Katie Brown took her first tae kwon do class in college, because her best friend wanted to go but not on her own. Katie figured she'd give it a couple of weeks, until Sarah got to know some people and then stop going.

When Sarah gave it up for ballroom dancing, after three weeks, Katie kept going back. They were learning simple, basic stuff, balance and holds and nothing dangerous, not really, but she felt five inches taller every time she walked out of the class. Taller, and stronger; not tougher, not like she was going to be taking on any attackers any time soon, but strong, like every time she went back, a little bit more steel was added to her spine, or iron to her core or something. Something that made her start asking questions in labs, made her accept a couple of dates, and then turn both of them down when they asked for another, because she knew right then that she wasn't interested and there was no point in pretending she was. No need to pretend she was.

She kept it up through college, through her PhD. Took it up again when she got her first job. Took some exams, got her black belt. Kept going back, helping the new students. It still felt like getting a tiny bit more inner strength at every class after ten years.

When the Air Force recruiters turned up at her office, asked her if she'd sign a confidentiality agreement and listen to a proposal, she said yes. Five years after that, when Dr Weir asked her to go to Atlantis as the head of the botany department, she said yes to that as well, and made sure to meet all the female marines on the Daedalus ride out, all the people who'd been born with what she was still developing.



Laura Cadman got recruited to the SGC the day she graduated OCS, a man and a woman in uniform pulling her aside and asking if she'd be interested in a job where she got to be on the ground, at the front of the fight, not in back sending reports. It sounded too good to be true, but Laura said yes anyway. Like hell was she going to get shuttled off into something boring because she was a girl, and if these people wanted her right out of college, they had to want her for something good.

In her first year with SG17, they got taken captive five times, put on trial for witchcraft twice and thrown in a river to nearly drown three times. They won the 'most visits to the infirmary' stakes three months in a row, got told off twice for setting off too many explosions off world, and ended up married to farm animals an unprecedented twelve times.
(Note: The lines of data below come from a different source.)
PR #308, opened 2024-06-06
Updated podimagespec to support HCP

jewzaam:
Requires getting kubeconfig to the KAS for the HCP, not the cluster where the webbhook pod is running.


mjlshen (approved):
/approve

Laura loved every second of it.



Amelia Banks decided when she was eighteen that she was going to do something amazing with her life. Something more than getting her degree and getting a mid-level office job, or teaching kickboxing, which her mom suggested every time she mentioned she was taking a class. Her mom asked if Amelia missed her (which she did) and if she missed home (which she didn't, except for sometimes when she wished she didn't have to cook dinner, or forgot to buy washing powder when she needed to do laundry). Amelia didn't say that, once she graduated, she wasn't going back home to live. She loved her mom, loved that being alone had made the two of them so close, but her hometown was tiny, and no-one was going to look for her there for anything other than getting married and having kids.

She withdrew her application to join the army two days before the closing date for that round, not sure she was making the right decision even while she made the phone call. Soldiers got to travel, went to places where people needed help and tried to make their lives better. Amelia just wasn't sure that she wanted the amazing thing she did with her life to be with a gun in her hands.

A week later, she went to a talk about volunteering with the Peace Corps.

Five years later, when she gets accepted for a job with such a vague job description that she knows it has to be something classified, and hopefully really good, she's not sure if it's the five months she spent setting up computer networks in Armenia for the Peace Corps, or the fact that she was already in the army's database somewhere that gets her the job.

She doesn't really care which it was, because Atlantis is pretty much the most amazing thing in history.